Exercise
Output must match the data below exactly from its first line through the line that contains "## Issue details", with no other line.

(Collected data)
══════

Issue #2656, opened 2023-08-01
[nodejs sdk] Update aws-sdk to 3


dirien:
## Hello!

- Vote on this issue by adding a 👍 reaction
- If you want to implement this feature, comment to let us know (we'll work with you on design, scheduling, etc.)

## Issue details

A customer is asking, if and when we can update the `aws-sdk 2.0.0` dependency in the nodejs sdk to version `aws-sdk 3.x.x`

They use the 3.x libary in their code base and it causes trouble for them in some Pulumi operations.

## Possible workaround

I will suggest this [article](https://dev.to/3imed_jaberi/how-to-install-multiple-versions-of-a-npm-package-at-the-same-time-project-2a29#:~:text=I%20found%20a%20solution%20by,package%20in%20the%20same%20project.&text=When%20you%20want%20to%20install,%40%20.) as workaround for the time.

### Affected area/feature

nodejs sdk

dirien:
could me solved with #2584

danielrbradley:
Yup - we should no longer need this dependency at all in v6.

PR #2657, opened 2023-08-01
Remove aws-sdk npm dependency

danielrbradley:
We no longer use this since https://github.com/pulumi/pulumi-aws/pull/2584

Closes https://github.com/pulumi/pulumi-aws/issues/2656


iwahbe (approved):
Thanks!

══════

Written solution
Issue #2656, opened 2023-08-01
[nodejs sdk] Update aws-sdk to 3


dirien:
## Hello!

- Vote on this issue by adding a 👍 reaction
- If you want to implement this feature, comment to let us know (we'll work with you on design, scheduling, etc.)

## Issue details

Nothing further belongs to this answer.